On Fri, Jun 22, 2012 at 6:01 PM, Matt <
ma...@cloudaloe.org> wrote:
> A question about OpenTSDB HBase data structures as they relate to the slides
> about how time series are stored (inside HBase "Table:tsdb" slide). It
> relates to the relationship between time-stamp sparsity and performance,
> that this thread has touched upon.
Looks like there may be some confusion as to what I meant by "sparse".
I realize that the term is ambiguous in this context.
HBase, by definition, is like a big sparse hash map. HBase doesn't
care what columns you use or don't use.
key | column:value
bar | q1:v1
foo | q2:v2, q3:v3
qux | q1:v4
In the example above, we have a table with 3 rows and 5 KeyValues.
There are 3 different "columns" used (also referred to as "qualifiers"
in Bigtable/HBase-speak). But there is absolutely no cost due to the
fact that the table is "sparse" because the rows "bar" and "qux" don't
have values for q2/q3.
On disk the data is stored like this:
bar,q1:v1
foo,q2:v2
foo,q3:v3
qux,q1:v4
It doesn't matter what the column names are. It's completely
irrelevant to HBase. Bigtable/HBase are inherently sparse.
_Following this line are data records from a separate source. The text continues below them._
PR #605, opened 2022-11-10
Platform: silence Sdl2App warning on <SDL.h>

sthalik:
Magnum is otherwise clean on `-Wold-style-cast`. This warning is enabled by default on clang, but not presently enabled by default on GCC.

### DIFF
--- a/src/Magnum/Platform/Sdl2Application.cpp
+++ b/src/Magnum/Platform/Sdl2Application.cpp
@@ -27,6 +27,10 @@
 
 #include "Sdl2Application.h"
 
+#ifdef CORRADE_TARGET_GCC
+#pragma GCC diagnostic push
+#pragma GCC diagnostic ignored "-Wold-style-cast"
+#endif
 #ifdef CORRADE_TARGET_CLANG_CL
 /* SDL does #pragma pack(push,8) and #pragma pack(pop,8) in different headers
    (begin_code.h and end_code.h) and clang-cl doesn't like that, even though it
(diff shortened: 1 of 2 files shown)


mosra:
> This warning is enabled by default on clang, but not presently enabled by default on GCC.

I'm enabling it on both, tho: https://github.com/mosra/corrade/blob/6f115b267502859c2d713c74f9843002c10b153b/modules/UseCorrade.cmake#L105

Does it mean you get the warning on Clang only, and not on GCC? Can you post the warning here, just so I'm aware which part of the header causes it? Thanks.

Also, this is due to SDL being a subproject, which means the include paths are not supplied with `-isystem` that'd suppress the warnings, right? In other words, if you'd use `add_subdirectory(SYSTEM)` [from CMake 3.25](https://cmake.org/cmake/help/latest/release/3.25.html#commands), the warning would be gone, right?

sthalik:
Here's the warning on clang,

```console
In file included from F:/dev/game/external/magnum/src/Magnum/Platform/Sdl2Application.cpp:41:
In file included from F:/dev/game/build/external/sdl2/include/SDL.h:41:
F:/dev/game/build/external/sdl2/include/SDL_events.h:676:65: warning: use of old-style cast [-Wold-style-cast]
SDL_COMPILE_TIME_ASSERT(SDL_Event, sizeof(SDL_Event) == sizeof(((SDL_Event *)NULL)->padding));
                                                                ^            ~~~~
F:/dev/game/build/external/sdl2/include/SDL_stdinc.h:379:57: note: expanded from macro 'SDL_COMPILE_TIME_ASSERT'
#define SDL_COMPILE_TIME_ASSERT(name, x)  static_assert(x, #x)
                                                        ^
1 warning generated.
```

```c++
SDL_COMPILE_TIME_ASSERT(SDL_Event, sizeof(SDL_Event) == sizeof(((SDL_Event *)NULL)->padding));
```

GCC somehow doesn't emit a warning in that case.

mosra:
As the warning doesn't happen with SDL included from a system location (where CMake uses `-isystem`), the solution here is to use `add_subdirectory(SYSTEM)` in CMake 3.25+ as mentioned above, or a corresponding equivalent with CMake's `FetchContent` and other alternatives.

PR #168, opened 2018-03-01
Fix type hinting for IDE for isRequired

pgilad:
isRequired is currently unrecognised by IDEs when using `arrayOf`, `shape` and others. This will fix the type-hinting for it.

See:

What I meant by "sparse" in the context of OpenTSDB was that if you
have a metric with a tag, and that tag has a lot of possible values,
and you query your metric for a specific combination of tag=value,
then OpenTSDB has to tell HBase to "skip over" all the tags you don't
care about, which is inefficient (low data locality).
> What can we say about the efficiency of OpenTSDB in that case compared to
> the ideal case where columns are always reused?
There is no notion of "columns getting re-used" in HBase. I hope it's
clear why, given what I explained above.